What the task requires: Each entry below is to be transcribed exactly.

Data for processing:
Issue #1912, opened 2015-08-04
Sort menu commands by menu order by default


iwehrman:
It seems that the menu entries are in reverse order compared to how they're drawn in the menu:
![menu](https://s3.amazonaws.com/f.cl.ly/items/0P1M1G3P3U421z330x04/Image%202015-08-04%20at%204.53.00%20PM.png)

iwehrman:
Fixed by #1922.

Issue #1825, opened 2015-07-24
Localize keyCode strings


hamburge:
Currently using a lookup table in `util/key.js` to find strings for keys, but they should be localized.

Answer area:
Issue #1912, opened 2015-08-04
Sort menu commands by menu order by default


iwehrman:
It seems that the menu entries are in reverse order compared to how they're drawn in the menu:
![menu](https://s3.amazonaws.com/f.cl.ly/items/0P1M1G3P3U421z330x04/Image%202015-08-04%20at%204.53.00%20PM.png)

iwehrman:
Fixed by #1922.

Issue #1825, opened 2015-07-24
Localize keyCode strings


hamburge:
Currently using a lookup table in `util/key.js` to find strings for keys, but they should be localized.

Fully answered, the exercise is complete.